YOUR TASK
From the data that follows, copy every line holding the string "totalCollection".
[Start of Attachment]
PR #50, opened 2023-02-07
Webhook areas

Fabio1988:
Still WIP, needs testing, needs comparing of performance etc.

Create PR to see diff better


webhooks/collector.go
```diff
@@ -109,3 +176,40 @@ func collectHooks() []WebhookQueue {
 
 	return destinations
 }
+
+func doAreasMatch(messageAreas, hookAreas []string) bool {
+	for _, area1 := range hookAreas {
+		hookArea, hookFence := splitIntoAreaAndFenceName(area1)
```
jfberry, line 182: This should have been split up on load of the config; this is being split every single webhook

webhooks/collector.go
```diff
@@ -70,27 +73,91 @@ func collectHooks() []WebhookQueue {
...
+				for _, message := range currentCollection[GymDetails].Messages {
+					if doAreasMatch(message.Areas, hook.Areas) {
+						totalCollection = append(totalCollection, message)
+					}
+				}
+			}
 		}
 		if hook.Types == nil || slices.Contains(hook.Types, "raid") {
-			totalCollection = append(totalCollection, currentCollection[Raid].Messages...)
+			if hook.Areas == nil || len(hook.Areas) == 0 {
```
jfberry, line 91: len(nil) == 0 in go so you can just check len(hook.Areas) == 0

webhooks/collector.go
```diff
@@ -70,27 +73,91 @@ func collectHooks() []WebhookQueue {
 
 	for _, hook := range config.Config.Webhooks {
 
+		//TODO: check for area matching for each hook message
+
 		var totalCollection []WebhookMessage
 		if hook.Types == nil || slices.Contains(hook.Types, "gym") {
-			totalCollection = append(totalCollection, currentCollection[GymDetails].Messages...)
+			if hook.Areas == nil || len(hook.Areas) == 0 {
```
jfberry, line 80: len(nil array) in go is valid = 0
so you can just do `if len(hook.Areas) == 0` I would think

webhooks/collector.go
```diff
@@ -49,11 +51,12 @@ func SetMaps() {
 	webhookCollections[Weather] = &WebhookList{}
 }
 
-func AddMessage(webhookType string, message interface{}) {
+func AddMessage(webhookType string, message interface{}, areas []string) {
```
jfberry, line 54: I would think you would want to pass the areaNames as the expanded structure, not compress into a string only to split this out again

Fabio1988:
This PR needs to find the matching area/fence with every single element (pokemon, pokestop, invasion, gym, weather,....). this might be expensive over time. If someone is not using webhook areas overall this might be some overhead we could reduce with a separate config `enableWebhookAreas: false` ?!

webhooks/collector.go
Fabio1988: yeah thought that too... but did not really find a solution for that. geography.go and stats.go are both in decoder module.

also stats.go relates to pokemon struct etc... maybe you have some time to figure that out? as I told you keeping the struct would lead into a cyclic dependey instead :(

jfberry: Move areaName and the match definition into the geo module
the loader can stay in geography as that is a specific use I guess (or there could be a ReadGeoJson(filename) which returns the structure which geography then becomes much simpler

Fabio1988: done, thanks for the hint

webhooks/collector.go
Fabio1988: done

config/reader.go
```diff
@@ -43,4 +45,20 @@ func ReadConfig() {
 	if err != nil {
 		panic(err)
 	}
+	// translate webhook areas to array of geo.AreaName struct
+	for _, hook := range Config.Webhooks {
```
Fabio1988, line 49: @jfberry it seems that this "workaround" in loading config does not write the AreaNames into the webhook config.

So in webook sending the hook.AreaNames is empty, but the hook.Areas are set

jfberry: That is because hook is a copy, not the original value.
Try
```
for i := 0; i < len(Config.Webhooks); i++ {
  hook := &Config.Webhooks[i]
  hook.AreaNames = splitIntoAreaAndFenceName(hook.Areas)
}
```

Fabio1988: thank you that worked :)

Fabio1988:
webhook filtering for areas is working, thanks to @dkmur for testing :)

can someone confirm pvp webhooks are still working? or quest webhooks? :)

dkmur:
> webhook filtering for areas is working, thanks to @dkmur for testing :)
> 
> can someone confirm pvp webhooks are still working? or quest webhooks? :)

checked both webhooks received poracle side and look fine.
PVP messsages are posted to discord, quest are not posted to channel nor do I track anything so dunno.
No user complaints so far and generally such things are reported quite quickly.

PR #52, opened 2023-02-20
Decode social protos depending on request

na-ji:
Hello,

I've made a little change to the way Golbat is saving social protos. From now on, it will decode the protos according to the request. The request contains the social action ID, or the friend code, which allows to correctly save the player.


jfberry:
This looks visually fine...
[End of Attachment]
[Start of Attachment]
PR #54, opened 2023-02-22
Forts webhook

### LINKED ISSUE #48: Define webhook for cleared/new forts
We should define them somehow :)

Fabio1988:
[End of Attachment]
[Start of Attachment]
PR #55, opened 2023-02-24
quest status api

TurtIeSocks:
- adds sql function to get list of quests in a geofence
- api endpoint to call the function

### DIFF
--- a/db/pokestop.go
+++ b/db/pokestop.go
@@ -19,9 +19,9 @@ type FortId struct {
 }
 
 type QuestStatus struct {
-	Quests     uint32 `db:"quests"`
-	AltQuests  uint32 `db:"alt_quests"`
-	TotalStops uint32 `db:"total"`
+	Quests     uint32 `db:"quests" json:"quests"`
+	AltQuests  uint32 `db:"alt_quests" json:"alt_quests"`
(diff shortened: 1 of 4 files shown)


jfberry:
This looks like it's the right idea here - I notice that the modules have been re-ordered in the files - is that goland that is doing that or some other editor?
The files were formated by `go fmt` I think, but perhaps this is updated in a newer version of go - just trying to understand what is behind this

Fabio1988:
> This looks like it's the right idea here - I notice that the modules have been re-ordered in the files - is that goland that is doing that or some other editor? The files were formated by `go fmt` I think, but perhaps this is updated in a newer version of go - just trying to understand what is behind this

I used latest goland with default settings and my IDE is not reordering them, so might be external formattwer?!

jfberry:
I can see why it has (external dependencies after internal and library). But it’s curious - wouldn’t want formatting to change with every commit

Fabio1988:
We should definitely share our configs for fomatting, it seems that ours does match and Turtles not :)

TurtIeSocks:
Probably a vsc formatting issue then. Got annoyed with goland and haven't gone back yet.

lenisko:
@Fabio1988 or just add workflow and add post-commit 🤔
[End of Attachment]
EXPECTED ANSWER
+						totalCollection = append(totalCollection, message)
-			totalCollection = append(totalCollection, currentCollection[Raid].Messages...)
 		var totalCollection []WebhookMessage
-			totalCollection = append(totalCollection, currentCollection[GymDetails].Messages...)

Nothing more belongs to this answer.